The dismiss/undismiss interaction
The most intricate piece: when you dismiss an HTML issue, it disappears from the active list. When the scanner runs again, dismissed issues stay filtered (if still detected) or auto-clear (if the underlying problem was fixed).
detected_types = {i['type'] for i in issues}
# Auto-clear dismissals for types no longer detected
for itype in list(dismissed.keys()):
if itype not in detected_types:
del dismissed[itype]
# Active = detected minus dismissed
active_issues = [i for i in issues if i['type'] not in dismissed]
The Java port follows the same logic exactly. What TDD gave us here: we wrote the “dismissed issue stays filtered” test and the “dismissal auto-clears” test before the implementation. Both failed in the naive version (which just set issues without filtering). The tests made the requirements explicit before a line of production code existed.
// Auto-clear stale dismissals
Set<String> toRemove = new HashSet<>();
dismissed.fieldNames().forEachRemaining(t -> {
if (!detected.contains(t)) toRemove.add(t);
});
toRemove.forEach(dismissed::remove);
// Active = detected minus dismissed
ArrayNode active = MAPPER.createArrayNode();
for (var i : issues) {
String t = i.containsKey("type") ? i.get("type").toString() : "";
if (!dismissed.has(t)) active.add(toJsonNode(i));
}
Synchronization
Python’s GIL means you don’t think about thread safety for in-memory state.
Java doesn’t have that. Every state-mutating method is synchronized, and
load() reads fresh from disk every time — no in-memory cache. Slightly slower
than Python’s approach, but each write is immediately durable and concurrent
reads always see consistent state. Given the state file is a few hundred KB
and reads take microseconds, it’s the right trade.
The test suite
27 JUnit tests in StateStoreTest, all written before the implementation:
- 4 for basic get/getAll
- 4 for stale detection edge cases
- 4 for update() deep-merge behaviour
- 6 for dismiss/undismiss/setHtmlIssues interactions
- 2 for markMdGenerated (with real temp HTML files for hashing)
- 1 for markEnriched
- 5 for the full staged workflow (stage → accept and stage → reject with real files)

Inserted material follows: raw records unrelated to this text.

PR #168, opened 2026-07-26
feat(mol): read/write real 3D coordinates in MOL/SDF, diagnose dimension/stereo conflicts

kent-tokyo:
## Summary

3D Breakthrough Program, Agent A. Wires real 3D coordinate support into the MOL/SDF I/O layer (`chematic-mol`), additively, per `docs/3d_breakthrough_master_plan.md` sections 1a/3.

- **Base SHA**: `bcb45e7` (origin/main, includes Wave 0's master-plan merge #164 and the `distance_geometry_v2` module-stub #166)
- **Head SHA**: `c3725b8` (this branch, rebased onto the base above)
- **Files touched**: `crates/chematic-core/src/coords3d.rs` (new), `crates/chematic-core/src/lib.rs` (+2 lines — Coordinator-ratified, see below), `crates/chematic-mol/src/mol2000.rs`, `crates/chematic-mol/src/mol3000.rs`, `crates/chematic-mol/src/sdf.rs`, `crates/chematic-mol/tests/conformer_3d_io.rs` (new), and **`crates/chematic-mol/src/lib.rs`** (root re-exports — added after independent verification found the gap; `lib.rs` was not on the strict per-agent list but is not Coordinator-only either). Nothing else touched — confirmed via `git diff --stat` against base.

**Update after independent Coordinator verification** (see PR discussion): fixed a mislabeled test-count claim, corrected the `is_finite()` justification, added the root re-exports in `chematic-mol/src/lib.rs`, added a semver-relevant behavior-change note below, and filed #171 for a pre-existing, unrelated SDF-reader bug found (not fixed) during this work. Details in the relevant sections below.

## Root cause of the Z-coordinate-discard bug

- `crates/chematic-mol/src/mol2000.rs` (pre-PR): the atom-line parser read only `atom_line.get(0..10)` (x) and `atom_line.get(10..20)` (y) into `coords: Vec<(f64, f64)>`. Bytes `20..30` (z, MDL Ctfile fixed-width layout) were never read anywhere in the function.
- `crates/chematic-mol/src/mol3000.rs` (pre-PR): the V3000 atom-line parser read `tokens[2]`/`tokens[3]` (x/y) but never `tokens[4]` (z).
- Both silently threw the byte/token away — no error, no field to put it in (`MolReadReport`/`SdfRecord` had no 3D-coordinate field at all), and no way for a caller to tell "this file had a Z I discarded" from "this file never had a Z".

## Architecture: `chematic_core::{Coords3D, Point3}`

Per the master plan's decision 1a plus the Coordinator's follow-up review during this task:
- `Point3 { x, y, z }` and `Coords3D { points: Vec<Point3> }` added to new `crates/chematic-core/src/coords3d.rs`, deliberately mirroring `chematic_3d::coords::{Point3, Coords3D}`'s field names, method names (`new_zeroed`/`get`/`set`/`atom_count`), and panic-on-out-of-range indexing convention, so a later Coordinator bridge PR can do `pub use chematic_core::{Coords3D, Point3};` inside `chematic_3d::coords` with minimal call-site changes.
- Two additions beyond what `chematic_3d::coords`'s type has:
  - `is_finite()` on both `Point3` and `Coords3D`. **Not called by this PR's own reader code** — `mol2000.rs`/`mol3000.rs` validate NaN/Inf with a direct `f64::is_finite()` check on the raw parsed value (`mol2000.rs:504`, `mol3000.rs:334`), before a `Point3`/`Coords3D` is ever constructed, so these methods currently have zero non-test callers. They're provided for future consumers (e.g. Wave 2 code that constructs a `Coords3D` from elsewhere and wants to validate it after the fact), not because this PR's own logic needs them — corrected from an earlier, inaccurate framing of these as load-bearing.
  - `Default`/`PartialEq` derives on `Coords3D` (`chematic_3d::coords::Coords3D` derives only `Debug, Clone`) — needed for this crate's own unit tests, harmless additions for a plain data holder.
- `chematic-3d/src/coords.rs` was read-only reference for this PR — not edited, not touched.
- Zero new dependency edges: `python3 scripts/check_publish_graph.py` passes (18 publishable crates, same safe order as before).

**`chematic-core/src/lib.rs` +2-line deviation — Coordinator-ratified.** I added `pub mod coords3d;` **and** `pub use coords3d::{Coords3D, Point3};` (2 lines, not the literal 1 originally specified), needed for `chematic_core::Coords3D`/`Point3` to resolve at root the way the Coordinator's own bridge-PR sketch (`pub use chematic_core::{Coords3D, Point3};`) assumes. Independently verified and approved: narrow, matches the file's existing re-export pattern, and `chematic-core/src/lib.rs` isn't on the strict Coordinator-only list.

**New: root re-exports added to `crates/chematic-mol/src/lib.rs`.** Independent verification found a real usability gap — `MolReadReport`/`SdfRecord` were already root-exported from `chematic_mol`, but their new field types (`CoordinateDimension`, `GeometryRank`, `Stereo3DDiagnostic`, plus the new writer functions and `ConformerEnsemble`/`read_sdf_conformer_ensembles`) were not, so a caller could read `.coordinate_dimension` but couldn't name the type without reaching into `chematic_mol::mol2000::*` directly. Added the missing `pub use` lines, matching the existing pattern. `chematic-mol/src/lib.rs` was not on the strict per-agent file list (only `mol2000.rs`/`mol3000.rs`/`sdf.rs` were assigned specifically) but isn't Coordinator-only either, so this PR now also touches that file — a 12-line, additive-only re-export change, re-verified (fmt/clippy/tests all still green, see Verification).

## Before / after behavior

| | Before | After |
|---|---|---|
| V2000/V3000 z coordinate | silently discarded | parsed into `MolReadReport.conformer: Option<Coords3D>` |
| Malformed z (NaN/Inf/unparseable) | silently discarded (never read at all) | typed `MolParseError::InvalidAtomLine` |
| Missing/blank z field | n/a | still defaults to `0.0` (unchanged leniency, matches x/y) |
| File's own 2D/3D header claim | never read | `MolReadReport.coordinate_dimension: CoordinateDimension` (line-2 columns 20..22, empirically confirmed against RDKit `2026.03.3`'s own `"...RDKit          3D"` output) |
| Whether coordinates are actually flat/coplanar/3D | not tracked | `MolReadReport.geometry_rank: GeometryRank` (`FlatZero`/`Coplanar`/`ThreeD`/`Indeterminate`) — kept **separate** from `coordinate_dimension` per Coordinator review (a real, physically-flat 3D-embedded molecule like benzene must not be conflated with "every z is exactly 0, probably a mislabeled 2D file") |
| Wedge/hash-declared stereo vs. real 3D geometry | never compared | `Stereo3DDiagnostic::WedgeVs3DParityConflict` (tetrahedral, including the 3-heavy + implicit-H case) |
| Writing a 3D conformer to MOL/SDF | impossible (`write_mol_with_coords` always writes `z=0.0`) | new `write_mol_with_conformer` / `write_mol_v3000_with_conformer` / `write_sdf_record_with_conformer` (never write a wedge/hash field — a real 3D geometry makes 2D wedge notation redundant-at-best) |
| Multiple conformers of one molecule across SDF records | no concept | new `read_sdf_conformer_ensembles` groups same-graph records into `ConformerEnsemble { mol, metadata, conformers: Vec<Coords3D> }` |
| Existing `parse_mol`/`parse_mol_with_coords`/`parse_mol_v3000`/`parse_mol_v3000_with_coords`, `write_mol`/`write_mol_with_coords`/`write_mol_v3000`, `SdfReader`/`SdfRecordReader`/`SdfFileReader` | — | **unchanged signatures, unchanged behavior** — verified by full pre-existing test suite still passing (see Verification) |

## Design notes: how each `CoordinateDimension` x `GeometryRank` case is distinguished (Coordinator review)

The Coordinator flagged that collapsing 3D detection to one boolean was the most dangerous simplification. Final design tracks 3 independent signals — `coordinate_dimension` (header claim), `geometry_rank` (observed shape), and `stereo3d_diagnostics` (declared-vs-geometry stereo agreement) — never merged:

1. Header says 2D, coords have nonzero Z -> `Stereo3DDiagnostic::DeclaredTwoDButNonzeroZ { observed: GeometryRank }` (payload is `Coplanar` or `ThreeD`). Test: `declared_2d_but_nonzero_z_is_diagnosed`.
2. Header says 3D, but all points coplanar (not exactly z=0) -> `DeclaredThreeDButFlat { observed: GeometryRank::Coplanar }`. Test: `geometry_rank_coplanar_for_a_real_but_flat_3d_embedding` (real RDKit-embedded benzene, max plane residual ~2.9e-6 A, independently confirmed in the venv -- genuinely flat molecule, not a bug, but still surfaced distinctly from case 3).
3. Header says 3D, every Z exactly 0 -> `DeclaredThreeDButFlat { observed: GeometryRank::FlatZero }`. Test: `declared_3d_but_every_z_exactly_zero_is_diagnosed_as_flatzero`.
4. Genuine 3D coords, no stereo descriptor at all -> zero `Stereo3DDiagnostic` entries, documented explicitly (on the type and in this PR) as "nothing to check," never "verified correct" -- same discipline as the existing `stereo_diagnostics`/`ez_diagnostics` fields. Test: `ez_fixtures_parse_with_real_conformer_and_no_tetrahedral_false_positive` exercises this (real 3D E/Z fixtures, no wedge anywhere, zero tetrahedral diagnostics).
5. Explicit wedge contradicts 3D geometry -> `WedgeVs3DParityConflict`. Tests: `wedge_disagrees_with_3d_geometry_conflict_fires` (tetrahedral-4), `implicit_h_stereocenter_wedge_disagrees_conflict_fires` (3-heavy + implicit-H), both V2000 and the V3000 CFG equivalent.
6. Wedge + nonzero-Z coexist and **agree** -> nothing emitted (3D geometry is the higher-fidelity signal but is never written back to `Atom.chirality`, which is untouched -- this is stated explicitly in `WedgeVs3DParityConflict`'s doc comment). Tests: `wedge_agrees_with_3d_geometry_for_real_rdkit_output_no_conflict`, `implicit_h_stereocenter_wedge_agrees_with_3d_geometry_l_alanine`, `v3000_wedge_agrees_with_3d_geometry_no_conflict`.

## Stereo-vs-3D verification: scope and the one deliberate omission (E/Z)

- **Tetrahedral (implemented, both 4-explicit-neighbor and 3-heavy+implicit-H)**: `wedge_vs_3d_conflicts` reuses the *exact* CIP-independent sign convention `chematic_perception::stereo2d_local::local_parity_from_wedges` already established (apex = first neighbor in `stereo_neighbor_order` for the 4-explicit case; pivot = the center atom itself, no synthetic H position needed, for the 3-heavy+implicit-H case) -- computed on real 3D coordinates instead of a synthetic wedge-derived z. This required **no CIP dependency and no `chematic-3d` dependency**: it reuses `Atom.chirality`/`Molecule::stereo_neighbor_order`, both already produced by the unmodified 2D pathway, as the "declared" side of the comparison.
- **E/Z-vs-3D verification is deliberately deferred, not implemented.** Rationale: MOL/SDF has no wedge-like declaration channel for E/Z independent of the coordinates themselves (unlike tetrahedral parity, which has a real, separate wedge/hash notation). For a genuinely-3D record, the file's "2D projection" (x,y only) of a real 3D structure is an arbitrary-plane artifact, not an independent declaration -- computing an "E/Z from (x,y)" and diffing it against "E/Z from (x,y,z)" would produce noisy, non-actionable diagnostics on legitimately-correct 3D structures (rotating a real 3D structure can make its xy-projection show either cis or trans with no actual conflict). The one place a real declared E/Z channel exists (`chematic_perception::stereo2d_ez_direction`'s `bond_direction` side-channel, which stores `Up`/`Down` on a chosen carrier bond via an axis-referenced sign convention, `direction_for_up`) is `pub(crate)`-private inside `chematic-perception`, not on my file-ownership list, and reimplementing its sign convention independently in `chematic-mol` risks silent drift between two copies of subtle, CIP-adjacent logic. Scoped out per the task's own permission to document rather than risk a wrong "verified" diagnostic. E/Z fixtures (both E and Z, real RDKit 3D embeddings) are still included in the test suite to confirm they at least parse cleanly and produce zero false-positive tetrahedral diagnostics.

The staged workflow tests use @TempDir to create actual .md.staged files
and verify they’re promoted or deleted correctly. Tests that involve file
operations are the ones most likely to mask bugs in pure unit tests — having
them with real files caught two path-construction issues during development.
JEP call count: 32 → 27. Phase 3 tackles the HTML manipulation layer: BeautifulSoup to Jsoup.